● **Stored data entries**
PR #1911, opened 2024-04-20
New Component FlowRouter 2022 rebranch to current master 20240419

sebastien-lenard:
### Description

The new FlowRouter Component is a component of the family flow direction, accumulation and priority flood flow router. Its main interest is that it produces a filled topography ready to be used either directly by production of steepest descent flow accumulation or in combination of other flow routers, in particular the ones which split the flow in several directions.
The component can be used with any type of grid.
A full new notebook indicates the usages.

The 2022 PR is: FlowRouter component: Flow directions and depression filling for all type of grids #1461 https://github.com/landlab/landlab/pull/1487/files

### Checklist - did you ...

- [x] Add a [news fragment](https://landlab.readthedocs.io/en/master/development/contribution/index.html#news-entries) file entry if necessary?
- [x] Add / update tests if necessary?
- [x] Add new / update outdated documentation?
- [x] All tests have passed?
- [x] Formatted code with black?
- [x] Removed lint reported by flake8?
- [x] Sucessful documentation built? (if documentation added or modified)

PR #2127, opened 2025-02-07
Update the flow router for all grid types

mcflugen:
### Description

This pull request supersedes #1911.

### Checklist - did you ...

- [ ] Add a [news fragment](https://landlab.csdms.io/development/contribution/#news-entries) file entry if necessary?
- [ ] All tests have passed?
- [ ] Formatted code with black?


mcflugen:
@sebastien-lenard When you have a moment, would you please have a look at the failing unit tests? I think this pr should be ready once we get those taken care of.

mcflugen:
@sebastien-lenard I dug into this a bit and made a couple changes that fix the failing tests. I believe the source of the problem was that the sorting algorithm used by `np.argsort` wan't reproducibly sorting nodes when there were repeated nodes. Calling `np.argsort` with the `stable=True` keyword ([d7a6ecd](https://github.com/landlab/landlab/pull/2127/commits/d7a6ecdbe8d4a53155fef3d5f24fa68390123020) and [2c6190e](https://github.com/landlab/landlab/pull/2127/commits/2c6190e3115040a102c9dcadfa7adfec27627f3b)) ensures a consistent sorting by maintaining the relative order of repeated values. All of the tests (regardless of operating system or Python version) now generate the same sequence of sorted values.

After making this change, I had to modify the expected values of the tests to match the new output, essentially treating these as snapshot tests ([e422875](https://github.com/landlab/landlab/pull/2127/commits/e422875561f863f1be7c8551d4d6e50eba8ec54d)). It appeared to me that the actual ordering of these arrays wasn't important but you really should have a look and make sure I didn't break anything.

I don't know if it matters, but the stable sort is slower than other algorithms that don't ensure a consistent ordering. If it does matter, we can switch to *quicksort*, for example, but we would have to modify the tests to not rely on a particular ordering.

Another issue is that the `stable` keyword to `argsort` was introduced in *numpy* 2.0 so, if we stick with it, we'll need to update the requirements to require *numpy>=2*.

sebastien-lenard:
@mcflugen thank you for all this.

I installed this branch locally and will soon run comparison tests between the flow router component and the priority flood flow router, to check if this sort impacts performance for bigger grids.

mcflugen:
Thanks @sebastien-lenard!

FYI, I undid your merge commit and did a rebase with the *master* branch instead. I hope I didn't mess you up, but I didn't see that you had made any other changes to the branch.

● **WORK ITEM**
Give back every line of the data above exactly as written.

● **ANSWER SECTION**
PR #1911, opened 2024-04-20
New Component FlowRouter 2022 rebranch to current master 20240419

sebastien-lenard:
### Description

The new FlowRouter Component is a component of the family flow direction, accumulation and priority flood flow router. Its main interest is that it produces a filled topography ready to be used either directly by production of steepest descent flow accumulation or in combination of other flow routers, in particular the ones which split the flow in several directions.
The component can be used with any type of grid.
A full new notebook indicates the usages.

The 2022 PR is: FlowRouter component: Flow directions and depression filling for all type of grids #1461 https://github.com/landlab/landlab/pull/1487/files

### Checklist - did you ...

- [x] Add a [news fragment](https://landlab.readthedocs.io/en/master/development/contribution/index.html#news-entries) file entry if necessary?
- [x] Add / update tests if necessary?
- [x] Add new / update outdated documentation?
- [x] All tests have passed?
- [x] Formatted code with black?
- [x] Removed lint reported by flake8?
- [x] Sucessful documentation built? (if documentation added or modified)

PR #2127, opened 2025-02-07
Update the flow router for all grid types

mcflugen:
### Description

This pull request supersedes #1911.

### Checklist - did you ...

- [ ] Add a [news fragment](https://landlab.csdms.io/development/contribution/#news-entries) file entry if necessary?
- [ ] All tests have passed?
- [ ] Formatted code with black?


mcflugen:
@sebastien-lenard When you have a moment, would you please have a look at the failing unit tests? I think this pr should be ready once we get those taken care of.

mcflugen:
@sebastien-lenard I dug into this a bit and made a couple changes that fix the failing tests. I believe the source of the problem was that the sorting algorithm used by `np.argsort` wan't reproducibly sorting nodes when there were repeated nodes. Calling `np.argsort` with the `stable=True` keyword ([d7a6ecd](https://github.com/landlab/landlab/pull/2127/commits/d7a6ecdbe8d4a53155fef3d5f24fa68390123020) and [2c6190e](https://github.com/landlab/landlab/pull/2127/commits/2c6190e3115040a102c9dcadfa7adfec27627f3b)) ensures a consistent sorting by maintaining the relative order of repeated values. All of the tests (regardless of operating system or Python version) now generate the same sequence of sorted values.

After making this change, I had to modify the expected values of the tests to match the new output, essentially treating these as snapshot tests ([e422875](https://github.com/landlab/landlab/pull/2127/commits/e422875561f863f1be7c8551d4d6e50eba8ec54d)). It appeared to me that the actual ordering of these arrays wasn't important but you really should have a look and make sure I didn't break anything.

I don't know if it matters, but the stable sort is slower than other algorithms that don't ensure a consistent ordering. If it does matter, we can switch to *quicksort*, for example, but we would have to modify the tests to not rely on a particular ordering.

Another issue is that the `stable` keyword to `argsort` was introduced in *numpy* 2.0 so, if we stick with it, we'll need to update the requirements to require *numpy>=2*.

sebastien-lenard:
@mcflugen thank you for all this.

I installed this branch locally and will soon run comparison tests between the flow router component and the priority flood flow router, to check if this sort impacts performance for bigger grids.

mcflugen:
Thanks @sebastien-lenard!

FYI, I undid your merge commit and did a rebase with the *master* branch instead. I hope I didn't mess you up, but I didn't see that you had made any other changes to the branch.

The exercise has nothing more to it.